涙色に「またね」を乗せて

本来であれば湊と律樹が行くのが筋であるが、律樹が行くと言い出した時、穂花ちゃんが自分もついて行くと聞かなかったのだ。

よくよく考えてみると、二人は出来たてほやほやの恋人同士。少しの間にでも二人きりになりたいと思うのは当然のことだろう。

二人がかまくらから出て行ったから、必然的に私達も二人きりということになる。周囲から遮断された雪の部屋で、まだ半分程しか減っていない緑茶で唇を湿らせた。買いたての頃より幾分かぬるくなっていたけれど、さほど気になりはしなかった。

二人きりなんてもう慣れっこだが、関係性が今までとは違う分、心臓がそわそわと忙しない。

お菓子ももう残っておらず、手慰みに髪を指先にくるくると巻き付ける。持て余したこの感情を、吐き出す先が欲しかった。

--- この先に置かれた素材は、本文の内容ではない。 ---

PR #1601, opened 2023-07-10
parsers: add GBAHawk .gbmv support

RetroEdit:
(.gbmv is currently just renamed .bk2)


Masterjun3:
I know the gbmv is just a renamed bk2, but I think we should still have [sample files](https://github.com/TASVideos/tasvideos/tree/60e5d649390d718b8a90ec206703d9b7d94eb67d/tests/TASVideos.MovieParsers.Tests) for new file formats.

RetroEdit:
I'll add that shortly. I personally don't think it makes sense to duplicate tests from bk2 currently, but there are one or two tests I can do for future-proofing.

Masterjun3:
I think if an emulator fork is different enough that it can't be merged into the main emulator project, then I'd say it's different enough to get its own independent parser, test code, and test files.
But I'm not blocking this PR.

RetroEdit:
Okay, that testcase is not properly implemented, I don't think.

adelikat:
@RetroEdit : the sample files you added, have to be added as embedded resources to the test project

RetroEdit:
@adelikat I can do that, but to test it I would have to wait to build it. Currently, I'm waiting for a few dependencies to install and still have to configure the build.

PR #781, opened 2026-07-16
Add split region around entity api

James-Schaffer:
Added split_region_about_entity()
Added _to_json() for Line and Arc entities

Description :
 - split_region_about_entity() takes in a region and an entity, splits the region into pieces about the entity passed in and then returns them in a list
 - region.split_about_entity() does the same but updates self to a split region and only returns the other split regions


James-Schaffer:
Coverage can be ignored, tests skipped due to feature not being on current runner motorcad build.

Skips on current release (feature doesn't exist) :
image


Passes on newest build (feature exists) : 
image

James-Schaffer:
Skips on current release (feature doesn't exist) :
image


Passes on newest build (feature exists) :
image

matthewAnsys (approved):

彼氏彼女になったからといって、何もいきなり急展開が起こったりはしない。以前と殆ど変わらない気楽な関係性。ただそこに、時折微熱が零れるだけで。

ほう、と小さく息を吐く。それは白濁としていて、軋むような寒さの冷徹さを教えてくれた。本来なら寒さを口実に身を寄せ合うのが筋だろうが、それにはまだ、羞恥が勝る。


ふと、穂花ちゃんは、私達を二人きりにする為にわざわざ買い出しに出たのではないかと夢想した。勿論、そこに一切の下心が無かったとは言い切れたい。けれど、何にせよ今は絶好の機会なのではないか。

視線を横に向けると、アクアマリンの瞳がかち合った。私の半開きの唇に、どうしたのこ小首を傾げる。その気の抜けた笑みを見られるのは世界中で私だけだと思うと、胸がほんのり暖かくなった。


「あのね……」


「うん」




ごめん湊。と心の中だけで告げてから、声を絞り出す。